Records to use Start Marker

PR #40, opened 2022-09-16
EVG-17914 Add code splitting to produce smaller bundles

khelif96:
EVG-17914

### Description 
Our main bundle has gotten kind of big due to some dependencies that most users may not ever interact with. (LogUploader , Logs with AnsiiRow) So i thought it would make sense to split out those deps into their own bundles.

### Screenshots
bundle before:
image

bundle after:
image

### DIFF
--- a/src/components/LogRow/AnsiiRow/index.tsx
+++ b/src/components/LogRow/AnsiiRow/index.tsx
@@ -47,4 +47,4 @@ const ProcessedAnsiiRow: React.FC<ProcessedAnsiiRowProps> = ({
 
 AnsiiRow.displayName = "AnsiiRow";
 
-export { AnsiiRow };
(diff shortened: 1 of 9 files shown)


src/components/LogRow/AnsiiRow/index.tsx
```diff
@@ -47,4 +47,4 @@ const ProcessedAnsiiRow: React.FC<ProcessedAnsiiRowProps> = ({
 
 AnsiiRow.displayName = "AnsiiRow";
 
-export { AnsiiRow };
+export default AnsiiRow;
```
minnakt, line 50: Should `ResmokeRow` have the same treatment? (`export default`)

minnakt (approved):

PR #42, opened 2022-09-19
EVG-17525: Implement basic filtering

minnakt:
EVG-17525

### Description 
This PR implements basic filtering (assumes no case sensitivity, no visibility off, and exact match as opposed to inverse match).

### Screenshots
Screen Shot 2022-09-19 at 12 43 30 PM

### Testing 
- Added unit test `filter.test.ts`
- Added Cypress tests for each of the log views


src/components/LogPane/index.tsx
```diff
@@ -25,7 +25,7 @@ const LogPane: React.FC<LogPaneProps> = ({
     cache.clearAll();
     listRef.current?.recomputeRowHeights();
     // eslint-disable-next-line react-hooks/exhaustive-deps
-  }, [wrap, filters]);
+  }, [wrap, `${filters}`]);
```
minnakt, line 28: This hook was being called too much because every `filters` array was being interpreted as a new reference :\

A way to get around this is to stringify the array so that we'll run the hook only when the string changes

src/utils/filter/index.ts
```diff
@@ -0,0 +1,70 @@
...
+export const filterLogs = (
+  logLines: string[],
+  filters: string[],
+  bookmarks: number[],
+  selectedLine: number | undefined,
+  filterLogic: FilterLogic
+): (number | number[])[] => {
+  if (filters.length === 0) {
+    return [...Array(logLines.length).keys()];
+  }
```
khelif96, line 42: I wonder if theres a way to do this without creating a new array save some memory...?

khelif96 (approved):
Great job!

PR #43, opened 2022-09-20
EVG-17619 Setup logkeeper instance

khelif96:
EVG-17619

### Description 

Tries to start logkeeper on CI

There is a logkeeper  file in the task artifacts showing logkeepers log output.


minnakt (approved):
yaml looks good to me though I don't know much about logkeeper 🤷‍♂️

PR #44, opened 2022-09-22
EVG-17539 Adjust resmoke function processing

khelif96:
EVG-17539

### Description 
Upon further investigation of resmoke lines i discovered mongod does not always separate the resmoke function with a pipe. So we need to add some further processing to separate the function.
### Screenshots
example bad lines
image

### DIFF
--- a/src/utils/resmoke/helpers.test.ts
+++ b/src/utils/resmoke/helpers.test.ts
@@ -130,21 +130,17 @@ describe("resmoke/helpers", () => {
       expect(getResmokeFunction("hello")).toBeUndefined();
     });
     it("returns undefined if a line has a resmoke function but no json", () => {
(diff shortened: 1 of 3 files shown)


minnakt (changes requested):

src/utils/resmoke/helpers.test.ts
```diff
@@ -129,11 +129,19 @@ describe("resmoke/helpers", () => {
     it("handles strings without resmoke", () => {
       expect(getResmokeFunction("hello")).toBeUndefined();
     });
-    it("handles strings with resmoke", () => {
+    it("returns undefined if a line has a resmoke function but no json", () => {
```
minnakt, line 132: I think you might need to change this test descriptor text now

minnakt (approved):

PR #482, opened 2024-02-08
DEVPROD-3178: Support svc key in resmoke logs

minnakt:
DEVPROD-3178

### Description 
This PR adds support for the svc key.

### Screenshots
User's suggestion:
> I would just want us to add something like [S] for shard, [R] for router, or - for none/unknown, somewhere between the component and the context.

Screenshot 2024-02-08 at 1 01 47 PM

### Testing 
- Jest tests
- Tested against production; see ticket for example log. Note that not all resmoke logs use the svc key.


src/utils/resmoke/helpers.ts
```diff
@@ -156,6 +156,25 @@ const getPid = (line: string) => {
...
+/**
+ * `getSvc` returns the svc associated with a mongod process. It can be router-role work (R),
+ * shardserver-role work (S), or neither (-). It is not always present in resmoke logs.
+ * @param line - the resmoke line
+ * @returns the svc associated with the resmoke line
+ */
+const getSvc = (line: string) => {
+  const svc = line.match(svcRegex)?.[1];
+  return svc;
+};
```
SupaJoon, line 176:
```suggestion
const getSvc = (line: string) => line.match(svcRegex)?.[1];
```

src/utils/resmoke/index.ts
```diff
@@ -50,15 +51,16 @@ const processResmokeLine = (line: string) => {
...
   const pid = getPid(json)?.padEnd(7, " ") ?? "";
   const ctx = getContext(json) ?? "";
   const msg = getMessage(json) ?? "";
   const attr = getAttributes(json) ?? "";
 
-  const output = `${resmokeFunction} ${ports}| ${timeStamp} ${shellPrefix} ${configSrv} ${pid} [${ctx}] "${msg}"${
-    attr ? `,${attr}` : ""
-  }`;
+  const output = `${resmokeFunction} ${ports}| ${timeStamp} ${shellPrefix} ${configSrv}${
+    svc ? ` [${svc}]` : ""
```
SupaJoon, line 62: Do you think the alignment metadata alignment can throw people off when some lines contain svc and some don't? This leads me to wonder, if there is a benefit to making lifted variables configurable?

SupaJoon (approved):

src/utils/resmoke/index.ts
minnakt: I think making the variables configurable would be a cool project idea! For this key, I just made it so that the non-svc logs look as they do now, in hopes of reducing any confusion

minnakt: Oh wait I think I misinterpreted your question! I'll ask about this in the UI channel on Monday I think

PR #486, opened 2024-02-12
DevProd-1435: Use renderType GQL field to determine Row rendering format

SupaJoon:
DevProd-1435

### Description 
The resmoke route is not fully deprecated yet so we must support it until Julian lets us know. `renderingType` is only applicable to test logs at the moment.


src/components/LogRow/RowRenderer/index.tsx
```diff
@@ -49,7 +50,15 @@ const ParsleyRow: RowRendererFunction = ({ logType, processedLogLines }) => {
         />
       );
     }
-    const Row = rowRendererMap[logType];
+
+    // At this point, logMetadata.renderingType is guaranteed to be defined from LogView/LoadingPage.tsx.
+    // logType can be removed from this calculation when the Parsley resmoke route is fully deprecated.
+    const Row =
+      logMetadata?.renderingType === "resmoke" ||
```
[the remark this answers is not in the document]
khelif96: I also don't quite understand this bit of logic. Is there a way we can preserve rowRenderMap it seems far more flexible and would allow the expansion of future row types in the future.

src/pages/LogDrop/FileDropper.tsx
```diff
@@ -42,7 +42,12 @@ const FileDropper: React.FC = () => {
   const onParse = useCallback(
     (logType: LogTypes | undefined) => {
       if (logType) {
-        setLogMetadata({ isUploadedLog: true, logType });
+        setLogMetadata({
+          isUploadedLog: true,
+          logType,
+          renderingType:
+            logType === LogTypes.RESMOKE_LOGS ? "resmoke" : "default",
```
khelif96, line 49: Same comment about using an enum value.

src/pages/LogDrop/ParseLogSelect/index.tsx
```diff
@@ -14,13 +14,18 @@ interface ParseLogSelectProps {
...
+
 const ParseLogSelect: React.FC<ParseLogSelectProps> = ({
   fileName,
   onCancel,
   onParse,
 }) => {
-  const [logType, setLogType] = useState<LogTypes | undefined>(
-    (Cookie.get(LAST_SELECTED_LOG_TYPE) as LogTypes) ?? undefined,
+  const [logType, setLogType] = useState<SelectState>(
+    (Cookie.get(LAST_SELECTED_LOG_TYPE) as SelectState) ?? undefined,
```
khelif96, line 28: Why did you make this change it seems to do the same thing but is arguably slightly less readable.

src/pages/LogView/LoadingPage/useResolveLogURLAndRenderingType.ts
```diff
@@ -194,12 +199,19 @@ export const useResolveLogURL = ({
     default:
       break;
   }
+
+  // renderingType is only propagated for evergreen test logs as of DEVPROD-1435.
+  const renderingType =
+    (testData?.task?.tests.testResults[0]?.logs
```
khelif96, line 205: `renderingType` will default to `default` for resmoke logs which is confusing. I think we should try to be consistent about how this value is treated and used.

khelif96 (changes requested):
I think this can be done in a way that is a little more flexible for expanding to different rendering types. Right now the assumption is that there are only 2 types of logs and doesn't leave room for future log types like how the previous implementation did. 

If we are going to be using `renderingType` to determine log render behavior we should try to be consistent across the app about how it is used instead of having it only apply to a very specific subset of test logs.

src/pages/LogDrop/ParseLogSelect/index.tsx
SupaJoon: `LogTypes` includes values that are unrelated to the Select component state which makes it harder to infer usage and less readable. We should be more strict with our typings and exclude unused values.

src/components/LogRow/RowRenderer/index.tsx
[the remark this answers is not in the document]
SupaJoon: I think this logic doesn't make sense because it doesn't do a good job at holistically bringing in `renderingType` to Parsley.  The logic that you reviewed utilizes parsley route and renderingType only for logs. I just pushed some code to decouple the route from renderingType, utilizes testlog renderingType from the GQL endpoint but also extrapolates rendering type per logType.

src/pages/LogDrop/FileDropper.tsx
```diff
@@ -42,7 +42,14 @@ const FileDropper: React.FC = () => {
...
     (logType: LogTypes | undefined) => {
       if (logType) {
-        setLogMetadata({ isUploadedLog: true, logType });
+        setLogMetadata({
+          isUploadedLog: true,
+          logType,
+          renderingType:
+            logType === LogTypes.RESMOKE_LOGS
+              ? SupportedLogRenderingTypes.Resmoke
+              : SupportedLogRenderingTypes.Default,
```
khelif96, line 51: Doing the above we can also avoid this.

src/components/LogRow/RowRenderer/index.tsx
```diff
@@ -38,6 +40,24 @@ const ParsleyRow: RowRendererFunction = ({ logType, processedLogLines }) => {
       ? new RegExp(`${highlights.map((h) => `(${h})`).join("|")}`, "gi")
       : undefined;
 
+  let Row: React.FC<ResmokeRowProps> | React.FC<AnsiRowProps>;
```
khelif96, line 43: This is more flexible and avoids exporting the the Row props.
```suggestion
  let Row: typeof ResmokeRow | typeof AnsiRow;
```

khelif96 (changes requested):

src/pages/LogDrop/FileDropper.tsx
khelif96: hmm i think this may be ok, Since this could be used to distinguish between log types for log sectioning project? I do think it would be important to iron that out in your project or at some point before it.

src/pages/LogView/LoadingPage/useResolveLogURLAndRenderingType.ts
```diff
@@ -169,13 +176,18 @@ export const useResolveLogURL = ({
...
     case LogTypes.EVERGREEN_TEST_LOGS: {
       if (!taskID || !execution || !testID || isLoadingTest) {
         break;
       }
-      const { url, urlRaw } = testData?.task?.tests.testResults[0]?.logs || {};
+      const {
+        renderingType: renderingTypeFromQuery,
+        url,
+        urlRaw,
+      } = testData?.task?.tests.testResults[0]?.logs || {};
```
khelif96, line 190: Can we leave a comment here. 
Something simple such as if we fetched test results use that URL otherwise fallback to hardcoded routes?

src/pages/LogView/LoadingPage/useResolveLogURLAndRenderingType.ts
```diff
@@ -108,6 +111,7 @@ export const useResolveLogURL = ({
   let htmlLogURL = "";
   let jobLogsURL = "";
   let legacyJobLogsURL = "";
+  let renderingType = "";
```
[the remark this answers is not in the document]
khelif96: This is still necessary. Otherwise the type alias on line 206 has no effect.

src/pages/LogView/LoadingPage/useResolveLogURLAndRenderingType.ts
```diff
@@ -189,17 +201,32 @@ export const useResolveLogURL = ({
           text: false,
         });
       downloadURL = rawLogURL;
+      if ((renderingTypeFromQuery || "") in LogRenderingTypes) {
+        renderingType = renderingTypeFromQuery as LogRenderingTypes;
+      } else if (!renderingTypeFromQuery) {
+        renderingType = LogRenderingTypes.Default;
+      } else {
+        renderingType = LogRenderingTypes.Default;
```
khelif96, line 209: I think this can be refactored out. The first if statement handles the case where renderingTypeFromQuery is undefined. `renderingTypeFromQuery` can't be in `LogRenderingTypes`

khelif96: If we assign a default value for `renderingType` like my suggestion on on L115 this assignment in the else statement becomes unnecessary as well

src/pages/LogView/LoadingPage/useResolveLogURLAndRenderingType.ts
```diff
@@ -189,17 +201,32 @@ export const useResolveLogURL = ({
...
+        reportError(new Error("Encountered unsupported renderingType"), {
+          context: {
+            rawLogURL,
+            unsupportedRenderingType: renderingTypeFromQuery,
+          },
+        }).warning();
```
khelif96, line 215: This should probably be logged at `.severe()` since this indicates we encountered some sort of unsupported rendering type.

khelif96 (commented):
nit. Can you capitalize DEVPROD in the pr title

Great job just a few more comments and follow up from my last review.

src/pages/LogDrop/FileDropper.tsx
```diff
@@ -40,9 +40,17 @@ const FileDropper: React.FC = () => {
...
   const onParse = useCallback(
-    (logType: LogTypes | undefined) => {
-      if (logType) {
-        setLogMetadata({ isUploadedLog: true, logType });
+    (renderingType: LogRenderingTypes | undefined) => {
+      if (renderingType) {
+        const logType =
+          renderingType === LogRenderingTypes.Resmoke
+            ? LogTypes.RESMOKE_LOGS
+            : LogTypes.EVERGREEN_TASK_LOGS;
```
khelif96, line 48: Once sectioning for task logs is enabled we may want to change this.

src/pages/LogView/LoadingPage/useResolveLogURLAndRenderingType.ts
khelif96: I may be missing what you mean but Afaict `renderingType` doesn't get overridden anywhere else so I still think it's not necessary. Can you point me to where it does?

khelif96 (approved):
Great job on this! 🚀  mod my comment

Records to use End Marker

:: Exercise directions ::
Filter the entries down to the lines containing "Cookie". Copy each of those lines.

:: Your solution ::
-    (Cookie.get(LAST_SELECTED_LOG_TYPE) as LogTypes) ?? undefined,
+    (Cookie.get(LAST_SELECTED_LOG_TYPE) as SelectState) ?? undefined,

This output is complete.